Writing HTTP requests and responses

H1P implements optimized methods for writing HTTP requests and responses to arbitrary IO instances. To write a response with or without a body, use H1P.send_response(io, headers, body = nil):

H1P.send_response(socket, { 'Some-Header' => 'header value'}, 'foobar')
# HTTP/1.1 200 OK
# Some-Header: header value
# 
# foobar

# The :protocol pseudo header sets the protocol in the status line:
H1P.send_response(socket, { ':protocol' => 'HTTP/0.9' })
# HTTP/0.9 200 OK
#
#

# The :status pseudo header sets the response status:
H1P.send_response(socket, { ':status' => '418 I\'m a teapot' })
# HTTP/1.1 418 I'm a teapot
#
#

To send responses using chunked transfer encoding use H1P.send_chunked_response(io, header, body = nil):

H1P.send_chunked_response(socket, {}, "foobar")
# HTTP/1.1 200 OK
# Transfer-Encoding: chunked
# 6
# foobar
# 0
#
#

You can also call H1P.send_chunked_response with a block that provides the next chunk to send. The last chunk is signalled by returning nil from the block:

IO.open('/path/to/file') do |f|
  H1P.send_chunked_response(socket, {}) { f.read(CHUNK_SIZE) }
end

To send individual chunks use H1P.send_body_chunk:

H1P.send_body_chunk(socket, 'foo')
# 3
# foo
#

H1P.send_body_chunk(socket, nil)
# 0
#
#

Parser Design

The H1P parser design is based on the following principles:

  • Implement a blocking API for use with a sequential programming style.
  • Minimize copying of data between buffers.
  • Parse each piece of data only once.
  • Minimize object and buffer allocations.
  • Minimize the API surface area.

One of the unique aspects of H1P is that instead of the server needing to feed data to the parser, the parser itself reads data from its source whenever it needs more of it. If no data is yet available, the parser blocks until more data is received.

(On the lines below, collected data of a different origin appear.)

PR #678, opened 2018-01-09
Fix Pod Structure; Beginnings of Message Parsing tests

designatednerd:
In this PR: 
- Fix pod structure so we don't have duplicated copies of libraries in the test bundle (which led to [this fun adventure](https://twitter.com/designatednerd/status/950414376946798592) last night)
- Begin adding tests around parsing things into the `Message` object from all the various signal messages.


Tests/MessageParsingTests.swift
```diff
@@ -0,0 +1,122 @@
...
+    }()
+    
+    private lazy var textMessageBody: String = {
+        return "\(SofaType.message.rawValue){\"body\":\"o hai\"}"
+    }()
+    
+    // MARK: - Single User Threads
+    
+    func testHandlingInvalidKeyMessage() {
+        let interactor = ChatInteractor(output: nil, thread: self.normalThread)
```
marijnschilling: self? 😃  Is that necessary here or is it just habit?

Tests/MessageParsingTests.swift
```diff
@@ -0,0 +1,122 @@
...
+        
+        let message = TSInvalidIdentityKeySendingErrorMessage(timestamp: 5, // Must be greater than 0
```
marijnschilling: maybe you can make the timestamp value a property of this test class, than you can put the comment there and it will probably prevent miss-use . Like if people would add a test they just use the property, and won't make the mistake to put in 0.

Tests/MessageParsingTests.swift
```diff
@@ -0,0 +1,122 @@
...
+                                                              in: self.normalThread,
```
marijnschilling: some more self

Tests/MessageParsingTests.swift
```diff
@@ -0,0 +1,122 @@
...
+        let message = TSOutgoingMessage(timestamp: 5,
+                                        in: normalThread,
+                                        messageBody: textMessageBody,
+                                        attachmentIds: NSMutableArray(array: ["One", "Two"]))
+        
+        let parsed = interactor.handleSignalMessage(message)
+
+        XCTAssertNil(parsed.fiatValueString)
+        XCTAssertNil(parsed.ethereumValueString)
+        XCTAssertNil(parsed.attachment) // This should be nil since there arent' actually attachments saved
```
marijnschilling: I wonder, is there a way in XCTests to have a message printed to the console when the test fails? Would be cool if we could use or add that. So we would just see int he logs what it means when this test fails.

Tests/MessageParsingTests.swift
designatednerd: ah yeah good point

Tests/MessageParsingTests.swift
designatednerd: Old habits die hard 😝

Tests/MessageParsingTests.swift
designatednerd: Yes, a message prints to the console in addition to the failure that pops up in the tests. You can see this if you check out this branch and flip, for example, this line, to `XCTAssertNotNil`.

designatednerd:
@marijnschilling still good to go?

marijnschilling:
Even better ✌️

PR #681, opened 2018-01-10
Point to SSK commit making valid check for new group

yuliaveres:
For some weird reason related to YAP, even already existing object might have `uniqueId` as `nil`, which under normal conditions is valid only for fresh local variable object, not saved yet. The fix for this is checking for group name as well. Because actually, new group never has image or name. Thus checking for name being `nil` in addition to checking for `uniqueId` guarantees that group object is actually new and user is added to it, if s/he receives info message in the relevant thread. (As additional info: we need this when obtaining info about group model change, the fresh local variable with message info of group object is created first, that is why it never has `uniqueId` and `name` and already existing object is retrieved if present; both objects are compared and info is composed)


designatednerd:
@yuliaveres is this happening when the group chat is started by another user on another platform? Or just another user?

yuliaveres:
@designatednerd it does not matter, just another user

yuliaveres:
the issue was caught in the group created by current user who was affected (on iOS)

marijnschilling:
Ah so they got a message 'Group created' when they created the group themselves while it was not supposed to? Or what was the effect on the user? (if there was any)

yuliaveres:
@marijnschilling  yes the affected user seen the "U were added to the group" (like the group is new for him/her)

designatednerd:
So after further discussion it seems like this is a workaround for a race condition when you get a bunch of group-related messages coming in at once, and the one for the creation of the group has not resulted in an identifier being created yet because of a race condition, but other messages related to that group are still being processed. 

Whee.

PR #682, opened 2018-01-10
Actually show preview strings of messages on recent page

yuliaveres:
Currently on Recent view in thread cell there is not subtitle displaying message overview. Currently it works only for plain messages - then it displays part of a message. But when there is image or payment/payment request there is nothing (and used to be). With new generic cells which resize we have not very nice looking list of threads in this case. Moreover there should be description of message. Here I added strings for corresponding messages type, as it is done on Android.

Before:
screen shot 2018-01-10 at 17 43 37

After:
screen shot 2018-01-10 at 17 45 30


designatednerd:
@yuliaveres can you add before/after screenshots of this plz?

yuliaveres:
@marijnschilling  screenshots are here :)

PR #683, opened 2018-01-10
More message parsing tests

designatednerd:
Added a few more parsing tests around parsing and messages. 

Also removed the `senderId` property from `Message` since we weren't actually using it.


Tests/MessageParsingTests.swift
```diff
@@ -117,7 +126,219 @@ class MessageParsingTests: XCTestCase {
...
+        XCTAssertNil(parsed.text)
+        XCTAssertNil(parsed.attributedText)
+        
+        XCTAssertTrue(parsed.isOutgoing)
+        XCTAssertTrue(parsed.isDisplayable)
+        
+        // Not actionable despite message type since outgoing.
+        XCTAssertFalse(parsed.isActionable)
+        
+        guard let payment = parsed.sofaWrapper as? SofaPayment else {
```
yuliaveres: not sure if this is needed as soon as we have `XCTAssertEqual(parsed.sofaWrapper?.type, .payment)` ?

Tests/MessageParsingTests.swift
```diff
@@ -117,7 +126,219 @@ class MessageParsingTests: XCTestCase {
...
+        
+        XCTAssertNil(parsed.attachment)
+        XCTAssertNil(parsed.image)
+        XCTAssertNil(parsed.text)
+        XCTAssertNil(parsed.attributedText)
+        
+        XCTAssertTrue(parsed.isOutgoing)
+        XCTAssertTrue(parsed.isDisplayable)
+        
+        // Not actionable despite message type since outgoing.
```
yuliaveres: i think that actionable is only `PaymentRequest` 🤔

Tests/MessageParsingTests.swift
```diff
@@ -117,7 +126,219 @@ class MessageParsingTests: XCTestCase {
...
+        XCTAssertNil(parsed.ethereumValueString)
+        
+        XCTAssertNil(parsed.attachment)
+        XCTAssertNil(parsed.image)
+        XCTAssertNil(parsed.text)
+        XCTAssertNil(parsed.attributedText)
+        
+        XCTAssertFalse(parsed.isOutgoing)
+        
+        // Not actionable despite message type since payment is complete.
```
yuliaveres: same here, reason for it being not actionable - not a `PaymentRequest`

Tests/MessageParsingTests.swift
```diff
@@ -117,7 +126,219 @@ class MessageParsingTests: XCTestCase {
...
+        
+        XCTAssertEqual(parsed.messageType, "Actionable")
+        XCTAssertEqual(parsed.text, "")
+        XCTAssertEqual(parsed.signalMessage, message)
+        XCTAssertEqual(parsed.title, "Payment request")
+        XCTAssertEqual(parsed.attributedTitle?.string, "Payment request")
+        XCTAssertEqual(parsed.sofaWrapper?.type, .paymentRequest)
+        XCTAssertEqual(parsed.deliveryStatus, .attemptingOut)
+        
+        guard let paymentRequest = parsed.sofaWrapper as? SofaPaymentRequest else {
```
yuliaveres: and here, do we need it as we check for sofa wrapper type being `.paymentRequest` ? 
(`XCTAssertEqual(parsed.sofaWrapper?.type, .paymentRequest)`)

Tests/MessageParsingTests.swift
```diff
@@ -117,7 +126,219 @@ class MessageParsingTests: XCTestCase {
...
+                       "Ethereum value string for static hex code has changed")
+        XCTAssertTrue(parsed.subtitle?.contains(ethereumValueString) ?? false,
+                      "Subtitle \"\(parsed.subtitle ?? "(null)")\" does not contain \"\(ethereumValueString)\"")
+        XCTAssertTrue(parsed.subtitle?.contains(paymentRequest.fiatValueString) ?? false,
+                      "Subtitle \"\(parsed.subtitle ?? "(null)")\" does not contain \"\(paymentRequest.fiatValueString)\"")
+        XCTAssertTrue(parsed.attributedSubtitle?.string.contains(ethereumValueString) ?? false,
+                      "Attributed subtitle's underlying string does not contain \"\(ethereumValueString)\"")
+        XCTAssertTrue(parsed.attributedSubtitle?.string.contains(paymentRequest.fiatValueString) ?? false,
+                      "Attributed subtitle's underlying string does not contain \"\(paymentRequest.fiatValueString)\"")
+
```
yuliaveres: 🙈

Tests/MessageParsingTests.swift
designatednerd: It's mostly to pull it out so I can test that the ethereum value is correct and part of the message, and to access the fiat value that would change based on the exchange rate.

Tests/MessageParsingTests.swift
designatednerd: Any idea why the `messageType` string on those is still `"Actionable"` then?

Tests/MessageParsingTests.swift
designatednerd: Yeah it's not a check, it's to make sure the subtitle strings are being set up correctly

Tests/MessageParsingTests.swift
yuliaveres: i think it is just wrong :/

designatednerd: Seems like this would be a good time to fix that then - do you know what it's supposed to be?

yuliaveres: agree, we have to refactor it. there are afaik: text, image, actionable. it might be enough to use Payment in addition. wdyt ?

yuliaveres: and in general i believe we have overcomplicated messages models. we can definitely simplify those and make sure everything is used (f.e. this variable `messageType` which is `String` - not sure if it is used, as soon as there is `Bool` for it 🤷‍♂️  )

designatednerd: I [added a bug in Jira](https://toshiapp.atlassian.net/browse/IOS-456) and updated the comments here and at the site where it's set to indicate where things need to be fixed.

designatednerd:
@yuliaveres still good?

yuliaveres:
@designatednerd perfect !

The different parts of the request are parsed one byte at a time, and once each token is considered complete, it is copied from the buffer into a new string, to be stored in the headers hash.

Performance

The included benchmark (against http_parser.rb, based on the old node.js HTTP parser) shows the H1P parser to be about 10-20% slower than http_parser.rb.

However, in a fiber-based environment such as Polyphony, H1P is slightly faster, as the overhead of dealing with pipelined requests (which will cause http_parser.rb to emit callbacks multiple times) significantly affects its performance.

Roadmap

Here are some of the features and enhancements planned for H1P:

  • Add conformance and security tests
  • Add ability to splice the message body into an arbitrary fd (Polyphony-specific)
  • Improve performance

Contributing

Issues and pull requests will be gladly accepted. If you have found this gem useful, please let me know.